Top of Records shown

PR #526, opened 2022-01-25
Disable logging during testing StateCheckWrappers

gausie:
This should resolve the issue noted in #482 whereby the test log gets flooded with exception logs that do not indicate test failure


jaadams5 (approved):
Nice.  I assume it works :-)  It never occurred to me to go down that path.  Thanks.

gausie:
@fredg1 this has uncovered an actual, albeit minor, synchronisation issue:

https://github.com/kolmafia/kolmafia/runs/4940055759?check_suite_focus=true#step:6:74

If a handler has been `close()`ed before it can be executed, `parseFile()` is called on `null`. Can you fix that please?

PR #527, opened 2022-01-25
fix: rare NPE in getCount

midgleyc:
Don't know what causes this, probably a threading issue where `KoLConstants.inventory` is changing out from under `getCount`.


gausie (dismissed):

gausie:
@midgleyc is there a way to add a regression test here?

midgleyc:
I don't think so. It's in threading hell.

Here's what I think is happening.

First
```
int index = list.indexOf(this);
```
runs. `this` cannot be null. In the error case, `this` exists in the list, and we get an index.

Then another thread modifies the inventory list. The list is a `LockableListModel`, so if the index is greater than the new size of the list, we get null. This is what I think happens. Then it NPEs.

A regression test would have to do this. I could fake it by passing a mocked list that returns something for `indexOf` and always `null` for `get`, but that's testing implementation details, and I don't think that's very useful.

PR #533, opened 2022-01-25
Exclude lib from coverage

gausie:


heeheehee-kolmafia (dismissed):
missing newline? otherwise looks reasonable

Bottom of Records shown
Top of Records shown

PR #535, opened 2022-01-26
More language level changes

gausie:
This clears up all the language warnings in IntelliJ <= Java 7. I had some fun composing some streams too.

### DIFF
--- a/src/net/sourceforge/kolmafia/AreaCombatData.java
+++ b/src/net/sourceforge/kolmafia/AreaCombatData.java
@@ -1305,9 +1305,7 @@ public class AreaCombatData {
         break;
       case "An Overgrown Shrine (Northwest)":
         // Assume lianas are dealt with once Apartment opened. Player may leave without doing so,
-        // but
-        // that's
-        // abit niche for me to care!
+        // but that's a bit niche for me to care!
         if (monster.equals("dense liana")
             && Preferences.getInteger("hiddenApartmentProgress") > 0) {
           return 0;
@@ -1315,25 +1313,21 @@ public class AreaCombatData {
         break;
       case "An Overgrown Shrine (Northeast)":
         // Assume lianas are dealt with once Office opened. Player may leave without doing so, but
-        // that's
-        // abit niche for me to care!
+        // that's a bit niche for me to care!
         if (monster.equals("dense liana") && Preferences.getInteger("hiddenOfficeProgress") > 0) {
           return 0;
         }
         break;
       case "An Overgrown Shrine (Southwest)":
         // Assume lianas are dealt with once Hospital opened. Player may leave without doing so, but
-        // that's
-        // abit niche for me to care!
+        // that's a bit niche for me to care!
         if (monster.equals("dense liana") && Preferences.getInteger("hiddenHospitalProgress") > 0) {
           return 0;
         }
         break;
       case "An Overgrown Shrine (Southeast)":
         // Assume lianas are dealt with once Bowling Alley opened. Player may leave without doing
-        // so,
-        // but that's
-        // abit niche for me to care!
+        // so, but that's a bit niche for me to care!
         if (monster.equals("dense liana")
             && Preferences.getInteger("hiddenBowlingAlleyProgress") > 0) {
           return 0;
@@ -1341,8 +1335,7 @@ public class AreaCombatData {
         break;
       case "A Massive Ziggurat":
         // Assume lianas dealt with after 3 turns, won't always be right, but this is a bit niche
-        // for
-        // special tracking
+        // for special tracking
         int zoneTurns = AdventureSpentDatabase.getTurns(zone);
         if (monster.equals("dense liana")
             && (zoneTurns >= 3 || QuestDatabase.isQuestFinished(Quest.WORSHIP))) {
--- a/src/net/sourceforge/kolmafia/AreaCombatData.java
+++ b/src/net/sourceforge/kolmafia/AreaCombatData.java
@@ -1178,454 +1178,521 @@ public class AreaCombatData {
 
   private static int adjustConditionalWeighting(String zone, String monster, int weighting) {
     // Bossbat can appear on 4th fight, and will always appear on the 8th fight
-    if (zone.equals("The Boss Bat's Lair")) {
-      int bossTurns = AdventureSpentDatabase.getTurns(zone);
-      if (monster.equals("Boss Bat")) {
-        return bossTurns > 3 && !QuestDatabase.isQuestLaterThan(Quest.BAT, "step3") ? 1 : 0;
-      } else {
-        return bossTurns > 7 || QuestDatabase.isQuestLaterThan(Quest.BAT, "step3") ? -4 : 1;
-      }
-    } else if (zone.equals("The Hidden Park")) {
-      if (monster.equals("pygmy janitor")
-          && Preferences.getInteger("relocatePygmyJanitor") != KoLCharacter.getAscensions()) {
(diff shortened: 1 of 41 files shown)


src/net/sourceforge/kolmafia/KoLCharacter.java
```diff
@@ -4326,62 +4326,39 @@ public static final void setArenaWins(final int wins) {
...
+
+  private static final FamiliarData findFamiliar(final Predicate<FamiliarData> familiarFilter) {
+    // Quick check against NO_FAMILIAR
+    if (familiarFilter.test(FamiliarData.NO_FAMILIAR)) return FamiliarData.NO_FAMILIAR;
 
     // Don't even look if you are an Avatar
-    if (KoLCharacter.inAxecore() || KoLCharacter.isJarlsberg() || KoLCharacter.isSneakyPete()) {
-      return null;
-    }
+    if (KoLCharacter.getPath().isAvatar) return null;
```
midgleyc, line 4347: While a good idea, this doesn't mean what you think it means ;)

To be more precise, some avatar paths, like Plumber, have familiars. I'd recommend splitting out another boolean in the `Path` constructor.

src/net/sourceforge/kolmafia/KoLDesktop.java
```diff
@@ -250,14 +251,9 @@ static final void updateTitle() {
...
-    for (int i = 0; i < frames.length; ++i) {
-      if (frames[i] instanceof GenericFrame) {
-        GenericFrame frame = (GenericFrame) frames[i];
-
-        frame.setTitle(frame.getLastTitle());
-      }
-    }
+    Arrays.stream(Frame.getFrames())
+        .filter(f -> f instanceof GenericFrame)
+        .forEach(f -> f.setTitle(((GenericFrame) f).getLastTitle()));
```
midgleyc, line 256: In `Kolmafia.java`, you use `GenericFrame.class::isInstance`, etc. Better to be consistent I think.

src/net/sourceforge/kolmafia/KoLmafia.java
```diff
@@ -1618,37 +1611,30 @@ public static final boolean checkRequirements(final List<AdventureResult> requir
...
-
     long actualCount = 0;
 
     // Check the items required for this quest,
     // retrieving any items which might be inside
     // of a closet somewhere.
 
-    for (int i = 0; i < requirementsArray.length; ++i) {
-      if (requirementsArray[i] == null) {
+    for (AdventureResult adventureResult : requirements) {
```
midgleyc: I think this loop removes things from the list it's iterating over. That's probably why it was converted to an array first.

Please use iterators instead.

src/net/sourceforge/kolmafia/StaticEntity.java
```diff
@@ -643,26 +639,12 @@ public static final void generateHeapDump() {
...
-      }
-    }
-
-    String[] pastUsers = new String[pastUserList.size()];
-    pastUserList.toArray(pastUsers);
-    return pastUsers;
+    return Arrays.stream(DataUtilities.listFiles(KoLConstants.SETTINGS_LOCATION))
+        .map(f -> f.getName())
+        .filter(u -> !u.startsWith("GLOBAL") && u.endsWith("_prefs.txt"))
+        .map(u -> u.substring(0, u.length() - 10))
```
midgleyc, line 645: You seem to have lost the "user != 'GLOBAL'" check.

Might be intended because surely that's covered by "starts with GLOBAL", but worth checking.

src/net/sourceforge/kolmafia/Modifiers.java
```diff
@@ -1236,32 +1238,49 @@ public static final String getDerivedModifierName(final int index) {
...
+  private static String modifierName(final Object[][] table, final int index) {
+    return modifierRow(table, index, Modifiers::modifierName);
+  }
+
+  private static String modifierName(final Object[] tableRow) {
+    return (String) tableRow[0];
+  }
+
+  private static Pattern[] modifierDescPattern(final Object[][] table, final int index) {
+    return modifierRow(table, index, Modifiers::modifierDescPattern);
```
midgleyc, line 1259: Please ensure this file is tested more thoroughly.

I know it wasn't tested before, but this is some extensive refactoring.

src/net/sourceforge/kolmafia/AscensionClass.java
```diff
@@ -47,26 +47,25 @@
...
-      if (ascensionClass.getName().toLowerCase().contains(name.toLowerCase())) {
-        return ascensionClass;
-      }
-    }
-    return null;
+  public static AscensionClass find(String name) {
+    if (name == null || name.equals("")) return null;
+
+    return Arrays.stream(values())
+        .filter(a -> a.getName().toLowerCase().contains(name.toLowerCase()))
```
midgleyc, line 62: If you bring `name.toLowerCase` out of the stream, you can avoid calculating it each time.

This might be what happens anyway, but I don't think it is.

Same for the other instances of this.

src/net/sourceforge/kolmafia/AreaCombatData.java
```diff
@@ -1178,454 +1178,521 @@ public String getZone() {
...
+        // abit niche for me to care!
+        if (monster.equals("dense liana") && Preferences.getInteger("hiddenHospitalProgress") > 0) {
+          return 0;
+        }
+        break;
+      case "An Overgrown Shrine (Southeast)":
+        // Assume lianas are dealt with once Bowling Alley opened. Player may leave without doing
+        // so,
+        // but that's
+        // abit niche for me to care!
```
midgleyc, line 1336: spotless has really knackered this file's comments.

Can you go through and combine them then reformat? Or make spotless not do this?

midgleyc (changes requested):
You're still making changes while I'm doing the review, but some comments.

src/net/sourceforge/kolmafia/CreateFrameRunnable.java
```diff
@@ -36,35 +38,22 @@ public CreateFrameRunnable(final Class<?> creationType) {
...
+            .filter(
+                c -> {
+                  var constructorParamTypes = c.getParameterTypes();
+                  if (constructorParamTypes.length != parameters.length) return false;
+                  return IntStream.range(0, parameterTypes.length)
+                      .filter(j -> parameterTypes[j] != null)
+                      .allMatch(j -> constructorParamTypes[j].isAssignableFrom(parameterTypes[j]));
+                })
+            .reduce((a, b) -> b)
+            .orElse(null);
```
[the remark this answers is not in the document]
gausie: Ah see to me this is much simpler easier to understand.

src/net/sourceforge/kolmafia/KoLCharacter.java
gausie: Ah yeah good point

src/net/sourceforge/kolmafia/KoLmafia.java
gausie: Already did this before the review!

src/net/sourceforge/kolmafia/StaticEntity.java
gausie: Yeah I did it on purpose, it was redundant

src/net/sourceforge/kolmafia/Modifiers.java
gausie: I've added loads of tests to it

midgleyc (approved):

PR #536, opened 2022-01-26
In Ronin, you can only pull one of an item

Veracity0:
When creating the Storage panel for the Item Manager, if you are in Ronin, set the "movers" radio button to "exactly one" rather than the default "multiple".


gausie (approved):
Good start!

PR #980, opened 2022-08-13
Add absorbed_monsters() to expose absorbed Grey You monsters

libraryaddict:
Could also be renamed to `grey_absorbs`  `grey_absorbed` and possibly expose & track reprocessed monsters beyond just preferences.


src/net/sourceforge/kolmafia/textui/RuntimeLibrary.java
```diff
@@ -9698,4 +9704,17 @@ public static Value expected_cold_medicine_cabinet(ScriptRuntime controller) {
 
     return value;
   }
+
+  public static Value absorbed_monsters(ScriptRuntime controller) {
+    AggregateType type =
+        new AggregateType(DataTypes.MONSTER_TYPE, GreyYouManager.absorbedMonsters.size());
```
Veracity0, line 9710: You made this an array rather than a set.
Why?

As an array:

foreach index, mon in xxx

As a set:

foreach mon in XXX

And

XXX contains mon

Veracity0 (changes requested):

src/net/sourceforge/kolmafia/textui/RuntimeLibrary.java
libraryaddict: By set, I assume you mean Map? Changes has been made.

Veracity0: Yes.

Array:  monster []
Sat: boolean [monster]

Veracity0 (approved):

Bottom of Records shown
Top of Records shown

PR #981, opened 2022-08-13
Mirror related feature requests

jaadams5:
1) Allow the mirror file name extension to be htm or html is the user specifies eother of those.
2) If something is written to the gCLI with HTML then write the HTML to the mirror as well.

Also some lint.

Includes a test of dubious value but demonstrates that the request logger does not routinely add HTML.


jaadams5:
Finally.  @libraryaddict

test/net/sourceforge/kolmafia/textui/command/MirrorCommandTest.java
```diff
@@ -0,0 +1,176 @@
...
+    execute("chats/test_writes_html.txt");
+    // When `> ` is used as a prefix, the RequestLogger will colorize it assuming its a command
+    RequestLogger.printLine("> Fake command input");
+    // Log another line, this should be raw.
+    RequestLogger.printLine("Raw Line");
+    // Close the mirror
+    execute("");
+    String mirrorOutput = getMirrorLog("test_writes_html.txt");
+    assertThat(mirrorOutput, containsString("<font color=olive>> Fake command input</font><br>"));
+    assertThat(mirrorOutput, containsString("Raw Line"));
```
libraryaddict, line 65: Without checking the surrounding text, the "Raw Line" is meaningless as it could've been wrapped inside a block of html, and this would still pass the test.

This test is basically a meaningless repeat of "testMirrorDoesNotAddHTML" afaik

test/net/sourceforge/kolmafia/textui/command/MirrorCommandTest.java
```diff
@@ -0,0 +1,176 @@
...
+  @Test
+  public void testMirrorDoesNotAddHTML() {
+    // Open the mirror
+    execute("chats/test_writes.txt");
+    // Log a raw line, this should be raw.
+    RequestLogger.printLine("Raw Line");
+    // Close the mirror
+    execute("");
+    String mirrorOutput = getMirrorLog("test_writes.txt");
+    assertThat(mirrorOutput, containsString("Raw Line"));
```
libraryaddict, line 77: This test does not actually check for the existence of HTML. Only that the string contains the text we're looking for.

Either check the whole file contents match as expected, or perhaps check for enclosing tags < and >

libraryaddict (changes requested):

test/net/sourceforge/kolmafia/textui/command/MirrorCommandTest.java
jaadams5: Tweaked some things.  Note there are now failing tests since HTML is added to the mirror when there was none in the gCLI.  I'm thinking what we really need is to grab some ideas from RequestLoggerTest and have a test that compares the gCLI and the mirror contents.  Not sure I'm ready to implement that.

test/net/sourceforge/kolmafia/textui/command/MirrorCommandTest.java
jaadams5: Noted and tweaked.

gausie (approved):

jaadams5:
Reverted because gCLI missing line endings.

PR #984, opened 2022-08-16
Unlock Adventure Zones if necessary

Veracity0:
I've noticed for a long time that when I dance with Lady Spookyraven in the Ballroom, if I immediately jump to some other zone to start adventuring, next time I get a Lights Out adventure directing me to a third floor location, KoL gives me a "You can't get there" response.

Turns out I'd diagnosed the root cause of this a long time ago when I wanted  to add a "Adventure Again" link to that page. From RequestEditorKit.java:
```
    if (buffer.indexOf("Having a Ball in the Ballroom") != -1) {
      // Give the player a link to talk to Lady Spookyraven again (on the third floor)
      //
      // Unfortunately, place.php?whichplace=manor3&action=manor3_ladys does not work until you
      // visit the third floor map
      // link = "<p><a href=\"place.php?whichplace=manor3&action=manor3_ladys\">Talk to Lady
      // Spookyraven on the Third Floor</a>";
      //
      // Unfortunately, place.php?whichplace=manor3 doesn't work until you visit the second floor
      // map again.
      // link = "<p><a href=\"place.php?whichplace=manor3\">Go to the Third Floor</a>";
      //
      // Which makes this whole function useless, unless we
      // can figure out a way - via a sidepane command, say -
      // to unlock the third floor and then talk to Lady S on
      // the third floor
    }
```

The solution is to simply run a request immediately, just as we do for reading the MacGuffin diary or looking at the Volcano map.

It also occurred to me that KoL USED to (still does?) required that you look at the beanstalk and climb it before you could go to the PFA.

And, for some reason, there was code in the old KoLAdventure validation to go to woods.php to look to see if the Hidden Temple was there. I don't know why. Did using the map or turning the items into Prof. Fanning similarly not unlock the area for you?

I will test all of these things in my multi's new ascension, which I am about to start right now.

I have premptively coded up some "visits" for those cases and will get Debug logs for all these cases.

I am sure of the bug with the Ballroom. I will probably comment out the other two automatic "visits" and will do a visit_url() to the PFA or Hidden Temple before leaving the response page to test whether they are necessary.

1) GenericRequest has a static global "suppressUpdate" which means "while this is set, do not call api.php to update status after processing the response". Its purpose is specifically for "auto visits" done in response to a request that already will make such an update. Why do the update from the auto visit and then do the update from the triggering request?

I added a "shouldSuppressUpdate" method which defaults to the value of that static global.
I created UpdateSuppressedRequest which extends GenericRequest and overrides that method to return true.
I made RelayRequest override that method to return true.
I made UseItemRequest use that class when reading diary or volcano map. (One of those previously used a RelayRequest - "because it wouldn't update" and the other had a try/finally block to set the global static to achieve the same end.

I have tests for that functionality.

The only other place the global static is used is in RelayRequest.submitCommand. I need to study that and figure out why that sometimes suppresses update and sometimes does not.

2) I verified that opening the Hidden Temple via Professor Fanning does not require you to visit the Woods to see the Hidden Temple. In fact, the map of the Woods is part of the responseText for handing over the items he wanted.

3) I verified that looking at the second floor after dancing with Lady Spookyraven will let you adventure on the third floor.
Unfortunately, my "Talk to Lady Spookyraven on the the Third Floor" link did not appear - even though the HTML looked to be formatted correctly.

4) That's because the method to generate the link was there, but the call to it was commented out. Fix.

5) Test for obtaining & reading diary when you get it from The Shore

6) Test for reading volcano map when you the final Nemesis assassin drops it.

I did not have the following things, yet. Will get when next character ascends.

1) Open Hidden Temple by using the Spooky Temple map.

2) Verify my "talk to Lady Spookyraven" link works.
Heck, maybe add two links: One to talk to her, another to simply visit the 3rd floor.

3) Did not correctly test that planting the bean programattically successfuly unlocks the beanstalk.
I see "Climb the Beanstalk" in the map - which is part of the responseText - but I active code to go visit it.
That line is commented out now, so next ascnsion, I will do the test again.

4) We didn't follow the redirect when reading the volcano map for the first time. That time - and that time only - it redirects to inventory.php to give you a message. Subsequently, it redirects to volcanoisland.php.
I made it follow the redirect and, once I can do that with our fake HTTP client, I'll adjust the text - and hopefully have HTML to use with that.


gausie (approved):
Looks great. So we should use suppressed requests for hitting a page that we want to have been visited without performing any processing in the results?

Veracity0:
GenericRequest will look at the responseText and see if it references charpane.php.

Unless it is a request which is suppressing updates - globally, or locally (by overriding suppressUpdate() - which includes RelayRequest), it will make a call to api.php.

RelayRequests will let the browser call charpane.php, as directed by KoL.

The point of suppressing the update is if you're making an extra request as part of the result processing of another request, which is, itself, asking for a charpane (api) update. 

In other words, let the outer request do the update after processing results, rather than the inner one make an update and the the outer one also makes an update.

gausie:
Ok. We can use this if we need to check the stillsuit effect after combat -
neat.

Bottom of Records shown

Task to complete :: Each line of the data that contains "instanceof" belongs in the answer.

Answer space ::
-      if (frames[i] instanceof GenericFrame) {
+        .filter(f -> f instanceof GenericFrame)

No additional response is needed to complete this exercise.